#### What the task asks:
The full set of entries is to be returned word for word.

#### Information supplied:
PR #1173, opened 2026-04-17
S/MIME: Using node-forge

NeilRashbrook:
Using the `node-forge` library. Functions:

- Import password-protected private key
- Import certificate(s) for private key
- Import public key
- Sign messages
- Encrypt messages
- Decrypt messages
- Verify signatures

Note: When Thunderbird encrypts a message, it only includes the Content-Type header in the encrypted message. Currently this code generates an encrypted message with all headers and expects that when decrypting.


NeilRashbrook:
Obsoleted by #1196.

PR #1181, opened 2026-04-21
Workaround ready-to-show not firing consistently on Wayland

NeilRashbrook:
The app definitely starts up on my system with this change...

(Did something change to stop the F12 key from working?)

### DIFF
--- a/desktop/src/main/index.ts
+++ b/desktop/src/main/index.ts
@@ -28,9 +28,18 @@ function createWindow(): void {
     })
     setMainWindow(mainWindow);
 
-    mainWindow.on('ready-to-show', () => {
-      mainWindow.show()
-    })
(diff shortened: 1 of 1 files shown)


benbucksch:
> Did something change to stop the F12 key from working?

Yes. Try Ctrl-Shift-i .

benbucksch (approved):

benbucksch:
And there we go the way all the widely used apps go.... Lots of "if system this, else do that".

NeilRashbrook:
(Also the app used to show up as `mustang` in my activity bar, but it now says `electron`. Or nothing at all.)

(Also the developer tools are broken for me; I can't click on the sources » "tab" selector chevron any more.)

Issue #1187, opened 2026-04-27
EWS: Delegated send: matchesEMailAddress() runs with email address = null


benbucksch:
### Environment
* EWS
* Delegated account (functional account, brought in via account sharing)

### Reproduction
* Send email with delegated account

### Actual result
* "Cannot read properties of undefined (reading 'toLowerCase')" in `ExchangePermission.matchesEMailAddress()` in `EWSFolder.ts`
* Stack
```
../../../../app/logic/Mail/EWS/EWSFolder.ts:651:30inExchangePermission.matchesEMailAddress
In App
  matchesEMailAddress(emailAddress: string) {
    return this.emailAddress.toLowerCase() == emailAddress.toLowerCase();
  }
../../../../app/logic/Mail/EWS/EWSAccount.ts:173:89inpermissions
In App
<anonymous>inArray.find
In App
../../../../app/logic/Mail/EWS/EWSAccount.ts:173:57inEWSAccount.send
In App
../../../../app/logic/Mail/ComposeActions.ts:330:5inComposeActions.send
In App
../../../../app/frontend/Mail/Composer/MailComposer.svelte:334:11inonSend
```

### Expected result
* Mail is send with delegated account as From
* Sent mail is saved in the Sent folder of the delegated account, not the user account

benbucksch:
A null pointer check would be trivial:
```ts
return this.emailAddress?.toLowerCase() == emailAddress?.toLowerCase();
```
but I don't know which of the email addresses is null, why it's null, and what would happen (from end user perspective) when the comparison returns false.

It seems the root problem is that one of the email addresses is null.

NeilRashbrook:
This is a regression from PR #1112. It fails because the permissions for the special users "Default" and "Anonymous" don't have an email address. (This wasn't the case in my initial implementation of PR #885 where each `ExchangePermission` was derived from `PersonUID` and did have an email address value.)

benbucksch:
@NeilRashbrook Good to know that you found the cause. Can you fix it, please?

benbucksch:
Thanks for the fix. Were you able to reproduce the error before the change, and confirmed that the PR fixes it?

NeilRashbrook:
Yes, I have a profile for `neil@bonm` with `ben@` as a delegated account and I was able to reproduce the issue while with the patch I was able to send an email with the subject `#1187`.

benbucksch:
It appears that this bug was fixed, but now he runs into #1108 again, with the same reproduction.

PR #1188, opened 2026-04-27
Exchange permissions: Check email addresses case-insensitively where applicable #1187

NeilRashbrook:


app/logic/Mail/EWS/EWSFolder.ts
```diff
@@ -648,7 +648,7 @@ export class ExchangePermission {
   }
 
   matchesEMailAddress(emailAddress: string) {
-    return this.emailAddress.toLowerCase() == emailAddress.toLowerCase();
+    return this.emailAddress?.toLowerCase() == emailAddress.toLowerCase();
```
benbucksch, line 652:
```suggestion
    // (Null check: Permissions for the special users "Default" and "Anonymous" don't have an email address)
    return this.emailAddress?.toLowerCase() == emailAddress.toLowerCase();
```

benbucksch (approved):

benbucksch:
Please always make code comments for non-obvious cases like this.

PR #1191, opened 2026-04-30
OWA: Support large attachments on Office 365

NeilRashbrook:
Apart from failing to notice that the Action has to be set to CreateAttachmentFromLocalFile, the code changes were easier here because we were adding attachments through the API anyway.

#### Solution to the exercise:
PR #1173, opened 2026-04-17
S/MIME: Using node-forge

NeilRashbrook:
Using the `node-forge` library. Functions:

- Import password-protected private key
- Import certificate(s) for private key
- Import public key
- Sign messages
- Encrypt messages
- Decrypt messages
- Verify signatures

Note: When Thunderbird encrypts a message, it only includes the Content-Type header in the encrypted message. Currently this code generates an encrypted message with all headers and expects that when decrypting.


NeilRashbrook:
Obsoleted by #1196.

PR #1181, opened 2026-04-21
Workaround ready-to-show not firing consistently on Wayland

NeilRashbrook:
The app definitely starts up on my system with this change...

(Did something change to stop the F12 key from working?)

### DIFF
--- a/desktop/src/main/index.ts
+++ b/desktop/src/main/index.ts
@@ -28,9 +28,18 @@ function createWindow(): void {
     })
     setMainWindow(mainWindow);
 
-    mainWindow.on('ready-to-show', () => {
-      mainWindow.show()
-    })
(diff shortened: 1 of 1 files shown)


benbucksch:
> Did something change to stop the F12 key from working?

Yes. Try Ctrl-Shift-i .

benbucksch (approved):

benbucksch:
And there we go the way all the widely used apps go.... Lots of "if system this, else do that".

NeilRashbrook:
(Also the app used to show up as `mustang` in my activity bar, but it now says `electron`. Or nothing at all.)

(Also the developer tools are broken for me; I can't click on the sources » "tab" selector chevron any more.)

Issue #1187, opened 2026-04-27
EWS: Delegated send: matchesEMailAddress() runs with email address = null


benbucksch:
### Environment
* EWS
* Delegated account (functional account, brought in via account sharing)

### Reproduction
* Send email with delegated account

### Actual result
* "Cannot read properties of undefined (reading 'toLowerCase')" in `ExchangePermission.matchesEMailAddress()` in `EWSFolder.ts`
* Stack
```
../../../../app/logic/Mail/EWS/EWSFolder.ts:651:30inExchangePermission.matchesEMailAddress
In App
  matchesEMailAddress(emailAddress: string) {
    return this.emailAddress.toLowerCase() == emailAddress.toLowerCase();
  }
../../../../app/logic/Mail/EWS/EWSAccount.ts:173:89inpermissions
In App
<anonymous>inArray.find
In App
../../../../app/logic/Mail/EWS/EWSAccount.ts:173:57inEWSAccount.send
In App
../../../../app/logic/Mail/ComposeActions.ts:330:5inComposeActions.send
In App
../../../../app/frontend/Mail/Composer/MailComposer.svelte:334:11inonSend
```

### Expected result
* Mail is send with delegated account as From
* Sent mail is saved in the Sent folder of the delegated account, not the user account

benbucksch:
A null pointer check would be trivial:
```ts
return this.emailAddress?.toLowerCase() == emailAddress?.toLowerCase();
```
but I don't know which of the email addresses is null, why it's null, and what would happen (from end user perspective) when the comparison returns false.

It seems the root problem is that one of the email addresses is null.

NeilRashbrook:
This is a regression from PR #1112. It fails because the permissions for the special users "Default" and "Anonymous" don't have an email address. (This wasn't the case in my initial implementation of PR #885 where each `ExchangePermission` was derived from `PersonUID` and did have an email address value.)

benbucksch:
@NeilRashbrook Good to know that you found the cause. Can you fix it, please?

benbucksch:
Thanks for the fix. Were you able to reproduce the error before the change, and confirmed that the PR fixes it?

NeilRashbrook:
Yes, I have a profile for `neil@bonm` with `ben@` as a delegated account and I was able to reproduce the issue while with the patch I was able to send an email with the subject `#1187`.

benbucksch:
It appears that this bug was fixed, but now he runs into #1108 again, with the same reproduction.

PR #1188, opened 2026-04-27
Exchange permissions: Check email addresses case-insensitively where applicable #1187

NeilRashbrook:


app/logic/Mail/EWS/EWSFolder.ts
```diff
@@ -648,7 +648,7 @@ export class ExchangePermission {
   }
 
   matchesEMailAddress(emailAddress: string) {
-    return this.emailAddress.toLowerCase() == emailAddress.toLowerCase();
+    return this.emailAddress?.toLowerCase() == emailAddress.toLowerCase();
```
benbucksch, line 652:
```suggestion
    // (Null check: Permissions for the special users "Default" and "Anonymous" don't have an email address)
    return this.emailAddress?.toLowerCase() == emailAddress.toLowerCase();
```

benbucksch (approved):

benbucksch:
Please always make code comments for non-obvious cases like this.

PR #1191, opened 2026-04-30
OWA: Support large attachments on Office 365

NeilRashbrook:
Apart from failing to notice that the Action has to be set to CreateAttachmentFromLocalFile, the code changes were easier here because we were adding attachments through the API anyway.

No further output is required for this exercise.